Alicent looks away. To the floor. “I have been praying more,”

“Good. That is good,”

There is a brief moment of awkward silence. Alicent isn’t sure what to do with herself. She isn’t sure if Rhaenyra even knows what she’s doing either.

“And what of you, Your Grace?” she finally asks.

Rhaenyra looks taken aback at the question. Alicent continues on, “How do you fair? The loss of your sons, the war… I wonder if you had a moment to grieve,”

Rhaenyra looks at her rings, spinning the one on her pinkie, as she ponders how to react, and then she just sighs. Her shoulders drop, and with it, all the formalities and decorum of the Queen.

“I have not, to be truthful. I find myself pulled all over the realm. I have no moment,”

“Yet you find time to visit me,” Alicent says without thinking.

“Yes, I… I do not know what you are to me now,” Rhaenyra says. She’s looking at Alicent, really looking at her. “You are at times a loyal friend and a most conniving enemy. You hold purpose in your imprisonment as it taunts my enemy. Aemond is furious, I have heard. Yet, I find it hard to see you solely as a piece on the board,”

“I am only a bargaining chip,” Alicent says. She feels stiff like ice had hardened inside her, inside her joints, her heart. “I have no purpose beyond that,”

“Perhaps. And yet I am here, floundering because your company still comforts me despite everything,” Rhaenyra murmurs. She rubs her forehead like she’s pushing away a headache. Her eyes close and she moves to rub the bridge of her nose. “I have an army, a grand family, allies and advisors, and yet I am lonely,”

“So am I to be your companion as well?” Alicent asks, carefully. Careful not to sound enthused or upset. Careful to be still and neutral and normal.

(The deviance is creeping. She will need to burn it out. Claw it out. Expel it before it comes out.)

“I am not sure. I just know that I wanted to see you,” Rhaenyra admits. She stands up and sighs, exasperated. The war is grinding into her. Alicent hadn’t noticed the bags under her eyes before she sat. The crown is heavy on her head.

She isn’t sure what to say so she remains honest and says in the same even tone, “I do not think I have anything special to provide that your allies and advisors cannot,”

“You know me. You truly know me. You are…compelling,”

Alicent hesitates. “Compelling?”

“Yes, we are quite volatile, but yet, we are always drawn together. No matter what side of the war we are on,”

“That is the matter at hand, Rhaenyra! I am on your side,” Alicent presses. The irritation is bubbling. Push it down. Push it down. Her hand is on her neck, rubbing the skin as if she could physically do it. “I am unsure how else to further prove it. I have surrendered myself. I have told you what I know. I have nothing left to give beyond my life. I wish to be free, Rhaenyra. I want to leave,” she pleads.

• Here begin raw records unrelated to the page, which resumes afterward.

Issue #197, opened 2026-06-22
get_substrait_json crashes with Internal Error when plan has no LogicalProjection


thgschwind:
### What happens?

`get_substrait_json` throws an `InternalException` with message `"Root node has more than 1, or 0 children (0) up to reaching a projection node. Type N"` for certain queries where DuckDB's planner does not produce a `LogicalProjection` operator in the plan tree.

### To Reproduce

```python
import duckdb, os

con = duckdb.connect(':memory:', config={'allow_unsigned_extensions': 'true'})
con.load_extension(os.environ["DUCKDB_SUBSTRAIT_EXTENSION_PATH"])

con.sql("""CREATE TABLE fin_customer_risk_profile (
  customer_id INTEGER NOT NULL,
  risk_rating VARCHAR NOT NULL,
  aml_risk_level VARCHAR NOT NULL
)""")

result = con.execute(
    "CALL get_substrait_json(?)",
    ["SELECT customer_id, aml_risk_level FROM fin_customer_risk_profile WHERE risk_rating = 'HIGH'"]
)
print(result.fetchone()[0])
```

### OS:

OSX

### Substrait-Extension Version:

latest

### DuckDB Version:

1.4.3

### DuckDB Client:

python

### Have you tried this on the latest `master` branch?

- [x] I have

### Have you tried the steps to reproduce? Do they include all relevant data and configuration? Does the issue you report still appear there?

- [x] I have

thgschwind:
Fixed with PR #198

Issue #196, opened 2026-06-22
get_substrait_json produces positional root names (#0, #1) instead of column aliases when ORDER BY is combined with expressions


thgschwind:
### What happens?

When a SQL query includes both **expressions in the SELECT clause** (such as `CAST`, arithmetic) and an **ORDER BY** clause, `get_substrait_json` produces positional names (`#0`, `#1`, ...) in the Substrait plan's `root.names` field instead of the actual column aliases.

This causes consumers of the Substrait plan (including `from_substrait`) to lose column name information in query results.

### To Reproduce

```sql
CREATE TABLE suppliers (supplier_id INTEGER NOT NULL, supplier_name VARCHAR NOT NULL);
CREATE TABLE products (product_id INTEGER NOT NULL, supplier_id INTEGER NOT NULL, price DOUBLE NOT NULL, stock_quantity INTEGER NOT NULL);

-- This produces root.names = ['#0', '#1'] instead of ['supplier_name', 'total_inventory_value']
CALL get_substrait_json('SELECT CAST(s.supplier_name AS VARCHAR) AS supplier_name, CAST(SUM(p.price * p.stock_quantity) AS VARCHAR) AS total_inventory_value FROM suppliers s JOIN products p ON s.supplier_id = p.supplier_id GROUP BY s.supplier_name HAVING SUM(p.price * p.stock_quantity) > 500 ORDER BY SUM(p.price * p.stock_quantity) DESC');
```

### OS:

OSX

### Substrait-Extension Version:

latest

### DuckDB Version:

1.4.3

### DuckDB Client:

duckdb

### Have you tried this on the latest `master` branch?

- [x] I have

### Have you tried the steps to reproduce? Do they include all relevant data and configuration? Does the issue you report still appear there?

- [x] I have

thgschwind:
Investing the bug in more detail, it turns out the `#idx` names are produced by DuckDB in `duckdb/src/planner/binder/query_node/plan_select_node.cpp` in the `Binder::CreatePlan(BoundSelectNode &statement)` function. It converts a bound SELECT statement into a logical plan.

  1. FROM clause → scan (line 21)
  2. WHERE → filter (line 30)
  3. GROUP BY / aggregates (line 33-59)
  4. HAVING (line 61)
  5. Window functions (line 69)
  6. SELECT list → projection (line 111) — this carries the real column aliases
  7. ORDER BY / LIMIT → via VisitQueryNode (line 117)
[...]

PR #198, opened 2026-06-22
fix: column names lost in pass-through projections

thgschwind:
When ORDER BY (or similar operators) sit between the output projection and the alias-defining projection, DuckDB inserts a pass-through projection where all expressions are BoundReferenceExpression nodes with positional names (#0, #1, ...). TransformRootOp was not detecting this case, causing Substrait root names to contain positional placeholders instead of the actual column aliases (issue #196).

Additionally, when the optimizer eliminates LogicalProjection entirely (e.g., when NOT NULL constraints allow pushing column selection into the scan), the projection search loop threw an InternalException instead of gracefully handling the missing node (issue #197).

## Changes

**Use plan names as the primary source for output column names**: instead of walking the operator tree to find a projection and extract aliases (which failed for pass-through projections and missing projections), use `plan_names`, the same authoritative names DuckDB computes a priori for SQL output headers.

**Handle CTAS separately**: for CREATE TABLE AS, the planner sets `plan_names = ["Count"]` (DDL semantics), so column names are taken directly from `CreateInfo.columns` instead.

**Remove tree-walking heuristics**: `IsSetOperation`, the `weird_scenario` flag, the while-loop descending through the tree, and the `InternalException` for unknown tree shapes are all eliminated.

**Tests**: add C API tests for CAST+ORDER BY, arithmetic+ORDER BY, and no-projection scenarios; add a SQL test for the no-projection crash.

### DIFF
--- a/src/include/to_substrait.hpp
+++ b/src/include/to_substrait.hpp
@@ -24,8 +24,9 @@
 namespace duckdb {
 class DuckDBToSubstrait {
 public:
-	explicit DuckDBToSubstrait(ClientContext &context, LogicalOperator &dop, bool strict_p)
-	    : context(context), strict(strict_p) {
+	explicit DuckDBToSubstrait(ClientContext &context, LogicalOperator &dop, bool strict_p,
+	                           vector<string> plan_names_p = {})
+	    : context(context), strict(strict_p), plan_names(std::move(plan_names_p)) {
 		TransformPlan(dop);
 	};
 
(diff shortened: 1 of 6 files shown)


thgschwind:
put in draft for the moment, I think the code can be cleaned up a bit ...

thgschwind:
Updated/Edited the PR message to reflect the changes in the latest commit ([d050214](https://github.com/substrait-io/duckdb-substrait-extension/pull/198/commits/d0502146d936a6a1097eab20900e7e94e334c816)).

EpsilonPrime (approved):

“You are on my side and yet you want to escape,” Rhaenyra says coldly. “Gods, you still believe you can escape this all, don’t you? You can find a way out of a war you designed,”

Alicent tries to remain calm, but the tension is slightly leaking with each word. “The council had been secretly meeting without me. This war would have always - “

“And the poison you dripped in your sons’ ears? And the rumors of my boys? What of that?” Rhaenyra says evenly. She hardly wears the facade well. She’s sitting up straighter, the muscle of her jaw flexes, her eyes aflame.

“Rumors imply falsehoods. I was never untrue,” Alicent snaps. A reflex.

The Queen jumps from her chair. “You pushed my sons into social exile! You tarnished their reputation in court, and yes, the rumors would have existed without you, but you did not need to spearhead them so,” Her chest is heaving. “I had not considered you to be that cruel before,” Voice thick with emotion.

Alicent finds it hard to swallow. She remembers how crazy she felt. How could no one else see it? It was an affront to duty to parade bastards around. An affront to the crown, to decency itself. No. Bastards are wicked, but then she thinks of little Lucerys. He was always a cute child. He never made eye contact with her again after Driftmark. He didn’t look very wicked at all, just scared.

(Eye for an eye. Son for a son. Blood for blood until they are drenched in it.)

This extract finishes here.